Goldfinger criou seu zine contra-IA, I Should Be Allowed To Think, – batizado em homenagem a uma música de 1994 da banda americana de rock alternativo They Might Be Giants – porque ela sente que a IA está tornando mais difícil para os artistas conseguirem empregos.

Ela disse que usar IA para agilizar seu trabalho vai contra seus princípios criativos. “Eu não respeito isso em nenhum nível”, disse ela. Todos os seus zines são feitos à mão. “Não quero acelerar o processo. Isso estraga tudo para mim”, acrescentou ela.

Ione Gamble é a fundadora do zine feminista Poliéster.

Ione Gamble, fundadora da Polyester zine, uma publicação feminista de artes e cultura, com sede em Londres, acrescenta que a IA “não é algo que usamos ou apoiamos o uso. Seja através da geração de imagens ou da escrita. Passamos todos os nossos artigos enviados através de um verificador de IA agora para garantir que não estamos publicando textos sobre IA”.
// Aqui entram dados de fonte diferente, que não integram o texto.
PR #967, opened 2017-01-27
Fix build compatibility with BoringSSL.

tmthrgd:
There are two issues that occur when lua-nginx-module is compiled against BoringSSL. They are:
+ |SSL_set_tlsext_host_name| changing from a macro that internally casts name to a char* to a function that expects a char*, and
+ |sk_X509_num| returning a size_t and no longer an int.

The first issue is fixed by changing the caller of |SSL_set_tlsext_host_name|. This is identical to the fix applied in nginx/nginx@9b8b33b.

The second issue is fixed by changing variable `i` to be a size_t rather than an int when built against BoringSSL, i.e. when OPENSSL_IS_BORINGSSL is defined.

This change only addresses build failures and warnings and does not attempt to address missing features or correctness.

### DIFF
--- a/src/ngx_http_lua_socket_tcp.c
+++ b/src/ngx_http_lua_socket_tcp.c
@@ -1335,7 +1335,7 @@ ngx_http_lua_socket_tcp_sslhandshake(lua_State *L)
 #ifdef SSL_CTRL_SET_TLSEXT_HOSTNAME
 
                 if (SSL_set_tlsext_host_name(c->ssl->connection,
-                                             (char *)name.data)
+                                             (char *) name.data)
                     == 0)
                 {
                     lua_pushnil(L);
--- a/src/ngx_http_lua_socket_tcp.c
+++ b/src/ngx_http_lua_socket_tcp.c
@@ -1334,7 +1334,8 @@ ngx_http_lua_socket_tcp_sslhandshake(lua_State *L)
 
 #ifdef SSL_CTRL_SET_TLSEXT_HOSTNAME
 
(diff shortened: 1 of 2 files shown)


tmthrgd:
I suppose this takes over from the, incomplete and closed, pull request #878.

src/ngx_http_lua_socket_tcp.c
```diff
@@ -1334,7 +1334,8 @@ ngx_http_lua_socket_tcp_sslhandshake(lua_State *L)
 
 #ifdef SSL_CTRL_SET_TLSEXT_HOSTNAME
 
-                if (SSL_set_tlsext_host_name(c->ssl->connection, name.data)
+                if (SSL_set_tlsext_host_name(c->ssl->connection,
+                                             (char *)name.data)
```
agentzh: Style: I think we need a space after `)` here.

tmthrgd: My bad. Fixed.

agentzh:
@ghedo What do you think of this? ;)

ghedo:
LGTM, but note that e.g. `ngx_http_lua_ffi_ssl_get_tls1_version()` (and related Lua function) won't work anymore because BoringSSL doesn't define `TLS1_get_version()`.

It might be worth replacing `TLS1_get_version()` with `SSL_version()`, although it would slightly change the semantics of the FFI function above. We wouldn't lose much IMO.

The SSL-related tests also won't work because of some small differences that BoringSSL introduces.

agentzh:
@ghedo Thanks for your review!

agentzh:
@tmthrgd Merged. Thanks!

Zoe Thompson fundou o Sweet-Thang zine, um zine impresso comunitário que publica trabalhos de criativos negros em todo o mundo, em 2017. Para ela, o desejo de criar arte é um sentimento importante, que ela sente que o uso da IA ​​contraria diretamente.

Edição 8 do zine Sweet-Thang, Dreaming. Seu design editorial foi de Zoe Pulley Studio. Fotografia: Zoe Thompson

“Parece que você está experimentando uma ferramenta, mas não há talento artístico nela, o que é meio triste. Sinto que a beleza da arte e da criação reside nessa lentidão”, disse ela.
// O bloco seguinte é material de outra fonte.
PR #972, opened 2017-02-02
bugfix: cdata pointer should check the nullity by == nil

detailyang:

cdata pointer should check the nullity by == nil rather true or false


agentzh:
@detailyang Fixed with minor adjustments in your commit log message. Thanks!

PR #973, opened 2017-02-02
feature: support load private key with password

detailyang:

@agentzh This feature is separated at #957 . Now It adds the FFI API as the following:

```c
int
ngx_http_lua_ffi_priv_key_pem_to_der_with_password(const u_char *pem,
    size_t pem_len, const u_char *pwd, size_t pwd_len, u_char *der, char **err);

void *
ngx_http_lua_ffi_parse_pem_priv_key_with_password(const u_char *pem,
    size_t pem_len, const u_char *pwd, size_t pwd_len, char **err);
```

When we think it can be merged to master, I will create another PR for lua-resty-core to implment load private with password.


src/ngx_http_lua_ssl_certby.c
```diff
@@ -1102,6 +1147,40 @@ ngx_http_lua_ffi_parse_pem_priv_key(const u_char *pem, size_t pem_len,
 }
 
 
+void *
+ngx_http_lua_ffi_parse_pem_priv_key_with_password(const u_char *pem,
+    size_t pem_len, const u_char *pwd, size_t pwd_len, char **err)
+{
+    BIO         *in;
+    EVP_PKEY    *pkey;
+    ngx_str_t   password;
```
agentzh: Coding style issue. Please use the `ngx-releng` script to check your code. Thank you.

t/140-ssl-c-api.t
```diff
@@ -811,3 +817,700 @@ lua ssl server name: "test.com"
 --- no_error_log
 [error]
 [alert]
+
+
+
+=== TEST 6: simple cert + private key with password
```
agentzh: Better create a new `.t` file to avoid growing this test file from forever :)

agentzh: Also, we can simply test the Lua API here instead of the plain C API since lua-resty-core is already visible to this module's test suite.

Finally, I think you can use the new `add_block_preprocessor` feature of `Test::Nginx::Socket` to avoid the massive code duplication in these SSL related tests. See

http://search.cpan.org/dist/Test-Nginx/lib/Test/Nginx/Socket.pm#add_block_preprocessor

src/ngx_http_lua_ssl_certby.c
```diff
@@ -982,6 +982,51 @@ ngx_http_lua_ffi_priv_key_pem_to_der(const u_char *pem, size_t pem_len,
...
 
 
+int
+ngx_http_lua_ffi_priv_key_pem_to_der_with_password(const u_char *pem,
+    size_t pem_len, const u_char *pwd, size_t pwd_len, u_char *der, char **err)
+{
+    int          len;
+    BIO         *in;
+    EVP_PKEY    *pkey;
+    ngx_str_t   password;
```
thibaultcha: idem (missing space)

src/ngx_http_lua_ssl.c
```diff
@@ -34,4 +34,35 @@ ngx_http_lua_ssl_init(ngx_log_t *log)
 }
 
 
+int
+ngx_http_lua_ssl_password_callback(char *buf, int size, int rwflag,
```
ghedo: This should probably be moved to `ngx_http_lua_ssl_certby.c` and declared static since it's only used there.

t/140-ssl-c-api.t
ghedo: FWIW, the pattern i've been using is testing the C FFI function in `lua-nginx-module` and test the Lua function in `lua-resty-core`. Otheriwse you create a co-dependency on both repos that makes the tests fail for both lua-nginx-module and lua-resty-core PRs until you merge both. (Assuming this is what you meant in the first paragraph).

src/ngx_http_lua_ssl_certby.c
detailyang: stupid error:(.

src/ngx_http_lua_ssl_certby.c
detailyang: stupid error:(.

src/ngx_http_lua_ssl.c
detailyang: maybe `ngx_http_lua_ssl_password_callback` is a useful function ? I mean that it will be used in other scene like `cosocket` in future.

t/140-ssl-c-api.t
detailyang: @agentzh  Thanks for you suggestion, I will take a look at  `add_block_preprocessor`.

@ghedo what's your meaning? My plan is to add the new api at first. When we let it  merge to master  then creating another PR to `lua-resty-core`. Is that wrong?

detailyang:
@agentzh @ghedo @thibaultcha 

Will you please look at the new codebase, Many thanks :D

t/141-ssl-c-api-password.t
```diff
@@ -0,0 +1,584 @@
+# vim:set ft= ts=4 sw=4 et fdm=marker:
```
doujiang24: I think it's fine to use `t/151-ssl-c-api-password.t`, so that we don't need to rename `t/141-luajit.t` to `t/151-luajit.t`.
The num order is not important here:)

detailyang: gotcha

src/ngx_http_lua_ssl_certby.c
```diff
@@ -982,6 +982,51 @@ ngx_http_lua_ffi_priv_key_pem_to_der(const u_char *pem, size_t pem_len,
 }
 
 
+int
+ngx_http_lua_ffi_priv_key_pem_to_der_with_password(const u_char *pem,
+    size_t pem_len, const u_char *pwd, size_t pwd_len, u_char *der, char **err)
```
detailyang: @doujiang24 I have considered the `ngx_http_lua_ffi_priv_key_pem`. But there are some existing tests. I'm not sure it's worth to change the `ngx_http_lua_ffi_priv_key_pem`. So  just add the new api `ngx_http_lua_ffi_priv_key_pem_to_der_with_password`, then reimplement the Lua FFI API `ngx.ssl. priv_key_pem_to_der`

So if we almost agree to reimplement the `ngx_http_lua_ffi_priv_key_pem`, I will try to do :D

detailyang:
@doujiang24 @ghedo  @agentzh 

Now the only question is that we can choose to  reimplement `ngx_http_lua_ffi_priv_key_pem_to_der` and `ngx_http_lua_ffi_parse_pem_priv_key` to adding the password param but may introduce the risk because of  doing more change for some tests and `lua-resty-core` or adding the new API `ngx_http_lua_ffi_priv_key_pem_to_der_with_password` and `ngx_http_lua_ffi_parse_pem_priv_key_with_password`

What's your guys suggestion?

guanglinlv:
#750

agentzh:
@detailyang Huh, that is another reason why we shouldn't call into C functions directly through FFI in lua-nginx-module's test suite. We should really only test the lua-resty-core Lua API instead ;)

detailyang:
@agentzh Thanks.
Finally I do understand what's the meaning for 'simply test' when you are always to teach me 'simply test' in some code reviews :D

zhuizhuhaomeng:
we have merged this PR： https://github.com/openresty/lua-nginx-module/pull/1991

PR #1479, opened 2019-02-21
feature: implemented the lindex method for list type share dict value

tokers:
The `lindex` method returns the element at index `index` in the shared
dict list. Just like the `LINDEX` of Redis.


src/ngx_http_lua_shdict.c
```diff
@@ -375,6 +376,9 @@ ngx_http_lua_inject_shdict_api(ngx_http_lua_main_conf_t *lmcf, lua_State *L)
         lua_pushcfunction(L, ngx_http_lua_shdict_llen);
         lua_setfield(L, -2, "llen");
 
+        lua_pushcfunction(L, ngx_http_lua_shdict_lindex);
```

A IA e a produção de zine podem coexistir? “Quer dizer, tem de ser assim porque a IA existe. Mas não tenho a certeza de que será harmoniosa”, diz Gamble. “Acho que a criação de zines, em particular, é um processo muito básico. Tudo o que você precisa é de um pedaço de papel, uma caneta e alguns itens para fazer colagens. A barreira de entrada é baixa.”

Já se passaram três anos desde que Simkins fez seu zine fotográfico e sua perspectiva sobre IA mudou desde então. “No mundo dos zines penso que (a IA) pode ser usada como ferramenta para produzir”, mas fundamentalmente acredita que a arte é “feita por pessoas e para pessoas”.

Ele disse que é preciso haver mais conversas sobre o uso da IA ​​na arte. “Posso ver os dois lados da moeda. Mais importante ainda, acho que você pode ficar realmente exausto ao tentar policiar o que todo mundo faz quando se trata de arte”, disse ele.

Se chegar o dia em que os zines de IA serão lançados aos distribuidores, Leslie da MagCulture ficará tranquilo em incluí-los no mix.

“Não estamos interessados ​​em saber se um zine foi produzido ou não usando IA”, diz ele.

“Queremos ver zines interessantes, inovadores e envolventes. Se um tiver sido criado usando IA e for intrigante por si só, ótimo, nós o apoiaremos.”